Analyse gene expression¶
Determine level of expression of individual transcripts from sequenced RNA. Compare expressions between samples from two conditions to identify transcripts with changed expression.
Purpose¶
- Identify which transcripts are expressed
- Compare expression of transcripts with each other in a single sample
- Compare changes of expression between samples with different conditions, e.g.
- environment
- tissues
- phenotypic trait
- Assess impact of a gene on biochemical pathways (compare wild type with sample without the gene)
Required inputs¶
- Sequenced reads in gzipped fastq format.

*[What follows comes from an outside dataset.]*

PR #3822, opened 2017-09-05
Cleanup `SystemEnvironment` and friends

ketan:


ketan:
Keep reviewing, don't merge until I say so.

- each sample is represented by two gzipped fastq files
- standard output files of paired-end sequencing
- Transcripts of reference genome in fasta format
- Sample metadata file in TSV format
- each row describe a single sequenced sample
- the first, ‘sample-id’ column represents names of fastq files without _R[12].fastq.gz part, e.g. sample_1, sample_2
- other columns represent attributes of sequenced samples that may be used to separate samples into categories for comparison, e.g. environment, tissue
|-- description
|-- sample-metadata.csv
|-- reads/original
|-- <sample_1>_R1.fastq.gz
|-- <sample_1>_R2.fastq.gz
|-- <sample_2>_R1.fastq.gz
|-- <sample_2>_R2.fastq.gz
|-- reference/<reference>
|-- <reference>.transcripts.fa
Generated outputs¶
- Summary table of number of transcripts per sample, normalised by read count and length of transcripts
- Graphical, 2D PCA comparison of samples based on their expression to visually assess relationships between them
- Set of transcripts with significant set of expression between selected conditions
Example¶
How to run example:
cd /usr/local/snakelines/example/mhv
snakemake \
--snakefile ../../snakelines.snake \
--configfile config_transcriptomics.yaml
Example configuration not ready yet.